Tests whether this instance contains a param with a given (string) name.

inputColsValidation(value)#
isDefined(param: str | Param[Any]) bool#

Checks whether a param is explicitly set by user or has a default value.

isSet(param: str | Param[Any]) bool#

Checks whether a param is explicitly set by user.

classmethod load(path: str) RL#

Reads an ML instance from the input path, a shortcut of read().load(path).

classmethod read()#

Returns an MLReader instance for this class.

save(path: str) None#

Save this ML instance to the given path, a shortcut of ‘write().save(path)’.
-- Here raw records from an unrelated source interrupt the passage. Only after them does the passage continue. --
PR #1093, opened 2022-09-23
Build and install the lib and header dependencies required by Hammer

jerinjoy:
https://github.com/rivosinc/hammer

Signed-off-by: Jerin Joy <joy@rivosinc.com>

### DIFF
--- a/riscv/riscv.mk.in
+++ b/riscv/riscv.mk.in
@@ -3,7 +3,13 @@ get_opcode = $(shell grep ^DECLARE_INSN.*\\\<$(2)\\\> $(1) | sed 's/DECLARE_INSN
 
 riscv_subproject_deps = \
 	fdt \
+	disasm \
+	fesvr \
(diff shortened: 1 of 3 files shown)


aswaterman (changes requested):
It looks like we are currently using tabs, rather than spaces, in these Makefiles.  Maybe that was a questionable decision, but can you follow it for consistency?

Also, please add a trailing slash to the final items in these lists to reduce the diff when the lists are expanded.

aswaterman:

set(param: Param, value: Any) None#

Sets a parameter in the embedded param map.

setBlackList(value)#

Sets If defined, list of entities to ignore. The rest will be processed. Do not include IOB prefix on labels

Parameters:

value (List[str]) – If defined, list of entities to ignore. The rest will be processed. Do not include IOB prefix on labels

setCaseSensitive(value)#

Determines whether the definitions of the white listed and black listed entities are case sensitive or not.

Parameters:

value (bool) – Whether white listed and black listed entities are case sensitive or not. Default: True.

setDenyList(value)#

Sets If defined, list of entities to ignore. The rest will be processed. Do not include IOB prefix on labels

Parameters:

value (List[str]) – If defined, list of entities to ignore. The rest will be processed. Do not include IOB prefix on labels

setForceInputTypeValidation(etfm)#
setInputCols(*value)#

Sets column names of input annotations.

Parameters:

*value (List[str]) – Input columns for the annotator

setLazyAnnotator(value)#

Sets whether Annotator should be evaluated lazily in a RecursivePipeline.

Parameters:

value (bool) – Whether Annotator should be evaluated lazily in a RecursivePipeline

setOutputCol(value)#

Sets output column name of annotations.

Parameters:

value (str) – Name of output column

setParamValue(paramName)#

Sets the value of a parameter.

Parameters:

paramName (str) – Name of the parameter

setParams()#
setWhiteList(value)#

Sets If defined, list of entities to process. The rest will be ignored. Do not include IOB prefix on labels

Parameters:

value (List[str]) – If defined, list of entities to process. The rest will be ignored. Do not include IOB prefix on labels

transform(dataset: pyspark.sql.dataframe.DataFrame, params: pyspark.ml._typing.ParamMap | None = None) pyspark.sql.dataframe.DataFrame#

Transforms the input dataset with optional parameters.

New in version 1.3.0.

Parameters:
  • dataset (pyspark.sql.DataFrame) – input dataset

  • params (dict, optional) – an optional param map that overrides embedded params.

Returns:

transformed dataset

Return type:

pyspark.sql.DataFrame

write() JavaMLWriter#

Returns an MLWriter instance for this ML instance.